▶ [WORK TASK] Output the records in full, exactly as given.

Items from a data source
====
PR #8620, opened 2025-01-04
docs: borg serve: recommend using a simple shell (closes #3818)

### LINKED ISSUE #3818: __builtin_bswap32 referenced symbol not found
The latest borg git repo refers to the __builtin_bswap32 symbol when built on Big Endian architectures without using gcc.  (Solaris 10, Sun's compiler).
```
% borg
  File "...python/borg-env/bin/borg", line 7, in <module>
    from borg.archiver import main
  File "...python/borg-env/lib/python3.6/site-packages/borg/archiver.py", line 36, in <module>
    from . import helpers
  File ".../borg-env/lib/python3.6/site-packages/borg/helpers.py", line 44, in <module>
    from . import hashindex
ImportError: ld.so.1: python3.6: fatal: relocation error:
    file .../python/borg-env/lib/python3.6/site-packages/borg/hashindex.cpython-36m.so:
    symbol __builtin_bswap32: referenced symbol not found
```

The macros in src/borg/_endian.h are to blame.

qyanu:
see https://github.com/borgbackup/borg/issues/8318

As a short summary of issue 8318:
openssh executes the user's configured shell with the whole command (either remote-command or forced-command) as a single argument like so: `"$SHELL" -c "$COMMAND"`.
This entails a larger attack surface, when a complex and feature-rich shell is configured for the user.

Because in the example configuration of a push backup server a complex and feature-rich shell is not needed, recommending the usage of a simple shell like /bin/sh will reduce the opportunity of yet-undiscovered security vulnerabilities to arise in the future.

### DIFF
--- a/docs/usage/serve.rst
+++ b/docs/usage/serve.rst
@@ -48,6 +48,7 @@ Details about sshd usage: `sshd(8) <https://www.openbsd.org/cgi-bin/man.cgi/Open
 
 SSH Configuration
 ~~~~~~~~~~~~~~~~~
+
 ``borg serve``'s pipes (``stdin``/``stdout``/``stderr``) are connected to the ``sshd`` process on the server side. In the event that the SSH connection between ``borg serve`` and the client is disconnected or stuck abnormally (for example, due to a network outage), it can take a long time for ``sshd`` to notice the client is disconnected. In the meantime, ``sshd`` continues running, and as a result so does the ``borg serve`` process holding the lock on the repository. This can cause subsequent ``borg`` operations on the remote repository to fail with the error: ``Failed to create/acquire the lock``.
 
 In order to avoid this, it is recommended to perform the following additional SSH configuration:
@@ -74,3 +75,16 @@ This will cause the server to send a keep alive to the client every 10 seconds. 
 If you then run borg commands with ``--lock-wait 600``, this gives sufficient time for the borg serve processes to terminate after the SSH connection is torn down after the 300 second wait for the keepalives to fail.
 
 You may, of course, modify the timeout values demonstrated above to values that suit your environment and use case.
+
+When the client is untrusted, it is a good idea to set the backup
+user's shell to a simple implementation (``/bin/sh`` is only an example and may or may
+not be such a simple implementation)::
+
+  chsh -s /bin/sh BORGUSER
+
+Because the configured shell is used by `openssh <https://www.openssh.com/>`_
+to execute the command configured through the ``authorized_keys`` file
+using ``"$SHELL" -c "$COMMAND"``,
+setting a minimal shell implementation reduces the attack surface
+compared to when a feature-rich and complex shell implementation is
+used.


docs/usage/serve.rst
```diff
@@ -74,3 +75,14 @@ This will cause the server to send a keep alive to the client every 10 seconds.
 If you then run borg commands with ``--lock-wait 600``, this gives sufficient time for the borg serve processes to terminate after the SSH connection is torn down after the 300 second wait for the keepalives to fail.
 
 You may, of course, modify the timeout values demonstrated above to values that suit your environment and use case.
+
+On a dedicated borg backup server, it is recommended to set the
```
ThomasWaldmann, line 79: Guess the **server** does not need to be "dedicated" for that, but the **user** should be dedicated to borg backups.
====
▶ [RESPONSE AREA]
PR #8620, opened 2025-01-04
docs: borg serve: recommend using a simple shell (closes #3818)

### LINKED ISSUE #3818: __builtin_bswap32 referenced symbol not found
The latest borg git repo refers to the __builtin_bswap32 symbol when built on Big Endian architectures without using gcc.  (Solaris 10, Sun's compiler).
```
% borg
  File "...python/borg-env/bin/borg", line 7, in <module>
    from borg.archiver import main
  File "...python/borg-env/lib/python3.6/site-packages/borg/archiver.py", line 36, in <module>
    from . import helpers
  File ".../borg-env/lib/python3.6/site-packages/borg/helpers.py", line 44, in <module>
    from . import hashindex
ImportError: ld.so.1: python3.6: fatal: relocation error:
    file .../python/borg-env/lib/python3.6/site-packages/borg/hashindex.cpython-36m.so:
    symbol __builtin_bswap32: referenced symbol not found
```

The macros in src/borg/_endian.h are to blame.

qyanu:
see https://github.com/borgbackup/borg/issues/8318

As a short summary of issue 8318:
openssh executes the user's configured shell with the whole command (either remote-command or forced-command) as a single argument like so: `"$SHELL" -c "$COMMAND"`.
This entails a larger attack surface, when a complex and feature-rich shell is configured for the user.

Because in the example configuration of a push backup server a complex and feature-rich shell is not needed, recommending the usage of a simple shell like /bin/sh will reduce the opportunity of yet-undiscovered security vulnerabilities to arise in the future.

### DIFF
--- a/docs/usage/serve.rst
+++ b/docs/usage/serve.rst
@@ -48,6 +48,7 @@ Details about sshd usage: `sshd(8) <https://www.openbsd.org/cgi-bin/man.cgi/Open
 
 SSH Configuration
 ~~~~~~~~~~~~~~~~~
+
 ``borg serve``'s pipes (``stdin``/``stdout``/``stderr``) are connected to the ``sshd`` process on the server side. In the event that the SSH connection between ``borg serve`` and the client is disconnected or stuck abnormally (for example, due to a network outage), it can take a long time for ``sshd`` to notice the client is disconnected. In the meantime, ``sshd`` continues running, and as a result so does the ``borg serve`` process holding the lock on the repository. This can cause subsequent ``borg`` operations on the remote repository to fail with the error: ``Failed to create/acquire the lock``.
 
 In order to avoid this, it is recommended to perform the following additional SSH configuration:
@@ -74,3 +75,16 @@ This will cause the server to send a keep alive to the client every 10 seconds. 
 If you then run borg commands with ``--lock-wait 600``, this gives sufficient time for the borg serve processes to terminate after the SSH connection is torn down after the 300 second wait for the keepalives to fail.
 
 You may, of course, modify the timeout values demonstrated above to values that suit your environment and use case.
+
+When the client is untrusted, it is a good idea to set the backup
+user's shell to a simple implementation (``/bin/sh`` is only an example and may or may
+not be such a simple implementation)::
+
+  chsh -s /bin/sh BORGUSER
+
+Because the configured shell is used by `openssh <https://www.openssh.com/>`_
+to execute the command configured through the ``authorized_keys`` file
+using ``"$SHELL" -c "$COMMAND"``,
+setting a minimal shell implementation reduces the attack surface
+compared to when a feature-rich and complex shell implementation is
+used.


docs/usage/serve.rst
```diff
@@ -74,3 +75,14 @@ This will cause the server to send a keep alive to the client every 10 seconds.
 If you then run borg commands with ``--lock-wait 600``, this gives sufficient time for the borg serve processes to terminate after the SSH connection is torn down after the 300 second wait for the keepalives to fail.
 
 You may, of course, modify the timeout values demonstrated above to values that suit your environment and use case.
+
+On a dedicated borg backup server, it is recommended to set the
```
ThomasWaldmann, line 79: Guess the **server** does not need to be "dedicated" for that, but the **user** should be dedicated to borg backups.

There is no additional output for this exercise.